Lab-on-a-chip platforms for quantification of multicellular interactions in bone remodeling.

Researchers have been using lab-on-a-chip systems to isolate factors for study, simulate laboratory analysis and model cellular, tissue and organ level processes. The technology is increasing rapidly, but the bone field has been slow to keep pace. Novel models are needed that have the power and flexibility to investigate the elegant and synchronous multicellular interactions that occur in normal bone turnover and in disease states in which remodeling is implicated. By removing temporal and spatial limitations and enabling quantification of functional outcomes, the platforms should provide unique environments that are more biomimetic than single cell type systems while minimizing complex systemic effects of in vivo models. This manuscript details the development and characterization of lab-on-a-chip platforms for stimulating osteocytes and quantifying bone remodeling. Our platforms provide the foundation for a model that can be used to investigate remodeling interactions as a whole or as a standard mechanotransduction tool by which isolated activity can be quantified as a function of load.

Design, fabrication and characterization of a pure uniaxial microloading system for biologic testing.

The field of mechanobiology aims to understand the role the mechanical environment plays in directing cell and tissue development, function and disease. The empirical aspect of the field requires the development of accurate, reproducible and reliable loading platforms that can apply microprecision mechanical load. In this study we designed, fabricated and characterized a pure uniaxial loading platform capable of testing small synthetic and organic specimens along a horizontal axis. The major motivation for platform development was in stimulating bone cells seeded on elastomeric substrates and soft tissue loading. The biological uses required the development of culturing fixtures and environmental chamber. The device utilizes commercial microactuators, load cells and a rail/carriage block system. Following fabrication, acceptable performance was verified by suture tensile testing.

Osteocyte Characterization on Polydimethylsiloxane Substrates for Microsystems Applications.

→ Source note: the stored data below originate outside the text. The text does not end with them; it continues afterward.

PR #293, opened 2019-08-20
Bug 1743587: Adding cni-version to multus daemonset yaml

alexanderConstantinescu:
A backport of PR [291](https://github.com/openshift/cluster-network-operator/pull/291)

### DIFF
--- a/bindata/network/multus/multus.yaml
+++ b/bindata/network/multus/multus.yaml
@@ -58,6 +58,7 @@ spec:
         - "--multus-kubeconfig-file-host=/etc/kubernetes/cni/net.d/multus.d/multus.kubeconfig"
         - "--namespace-isolation=true"
         - "--multus-log-level=verbose"
+        - "--cni-version=0.3.1"
         securityContext:
           privileged: true
         volumeMounts:


alexanderConstantinescu:
/retitle Backport 1743587: Adding cni-version to multus daemonset yaml

alexanderConstantinescu:
/retitle Bug 1743587: Adding cni-version to multus daemonset yaml

eparis:
This just requires lgtm/approval from the engineering team.  Does this need to merge with https://github.com/openshift/multus-cni/pull/20 ? If one merged without the other will something break?  (and if yes, how did they both pass ci?)

danwinship:
> Does this need to merge with [openshift/multus-cni#20](https://github.com/openshift/multus-cni/pull/20) ? If one merged without the other will something break?

Both are needed, but they don't need to merge in sync; if the multus PR merges first, it will just add a command-line option that isn't getting used. If this merges first then the multus setup container will log a warning about an unrecognized command-line option but will otherwise behave exactly like it did before this PR.

alexanderConstantinescu:
FYI: [multus PR](https://github.com/openshift/multus-cni/pull/20) has been approved, so this should be "good to go".

PR #295, opened 2019-08-20
Adds .svc and .svc.cluster.local to default noProxy

danehans:
Fixes Bug: https://bugzilla.redhat.com/show_bug.cgi?id=1743507

Previously, only the service cidr was added to the default noProxy list. This does not help when pods communicate with a service using a DNS name. This PR adds `.svc` and `svc.cluster.local` to the default noProxt list.

/assign @knobunc @bparees

### DIFF
--- a/pkg/util/proxyconfig/merge.go
+++ b/pkg/util/proxyconfig/merge.go
@@ -23,6 +23,8 @@ func MergeUserSystemNoProxy(proxy *configv1.Proxy, infra *configv1.Infrastructur
 	set := sets.NewString(
 		"127.0.0.1",
 		"localhost",
+		".svc",
+		".cluster.local",
 	)
 
 	if len(infra.Status.APIServerURL) > 0 {


pkg/util/proxyconfig/merge.go
```diff
@@ -23,6 +23,8 @@ func MergeUserSystemNoProxy(proxy *configv1.Proxy, infra *configv1.Infrastructur
 	set := sets.NewString(
 		"127.0.0.1",
 		"localhost",
+		".svc",
+		".svc.cluster.local",
```
bparees: did you confirm these with @sdodson ?

sdodson:
```suggestion
		".cluster.local",
```
We had `.cluster.local` rather than `.svc.cluster.local`
https://github.com/openshift/openshift-ansible/blob/release-3.11/roles/openshift_facts/library/openshift_facts.py#L852-L863

danehans: @bparees @sdodson I updated the PR to use `.cluster.local` instead of  `.svc.cluster.local`.

danehans:
An example `proxy.status.noProxy` with this PR:
```
noProxy: .cluster.local,.svc,10.0.0.0/16,10.128.0.0/14,127.0.0.1,169.254.169.254,172.30.0.0/16,api-int.dhansen.devcluster.openshift.com,api.dhansen.devcluster.openshift.com,etcd-0.dhansen.devcluster.openshift.com,etcd-1.dhansen.devcluster.openshift.com,etcd-2.dhansen.devcluster.openshift.com,example.com,localhost
```

knobunc:
/approve
Thanks @danehans

pkg/util/proxyconfig/merge.go
```diff
@@ -23,6 +23,8 @@ func MergeUserSystemNoProxy(proxy *configv1.Proxy, infra *configv1.Infrastructur
 	set := sets.NewString(
 		"127.0.0.1",
 		"localhost",
+		".svc",
+		".cluster.local",
```
runcom: This must be done in the installer as well

runcom: cc @abhinavdahiya related to https://bugzilla.redhat.com/show_bug.cgi?id=1744532#c13

runcom: attempted to fix this here https://github.com/openshift/installer/pull/2257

In the body, osteocytes reside in lacunae, lenticular shaped cavities within mineralized bone. These cells are linked to each other and surface-residing osteoblasts via physical channels known as gap junctions. It has been suggested that osteocytes sense mechanical load applied to bone and relay that signal to osteoclasts and osteoblasts. Current in vitro and in vivo models of mechanotransduction face temporal and spatial barriers. Recent advances in polydimethylsiloxane (PDMS) based microfabrication techniques may be able to overcome some of these hurdles. However, before the bone research field can effectively utilize microsystems techniques, fundamental groundwork must be completed. This study characterized the behaviour of osteocytes on PDMS coated with collagen type I (CTI) and provides the framework for bone cell mechanotransduction studies using microsystems. The goal was to determine whether osteocytes were adversely affected by the substrate material by comparing their behaviour to a standard glass substrate. In addition, optimal culture conditions and time points for growing osteocytes on PDMS substrates were determined. Results of this study suggested that use of PDMS does not adversely affect osteocyte behaviour. Furthermore, the results demonstrated that osteocytes should be cultured for no less than 72 hours prior to experimentation to allow the establishment and maintenance of phenotypic characteristics. These results completed essential groundwork necessary for further studies regarding osteocytes in microsystems modelling utilizing PDMS.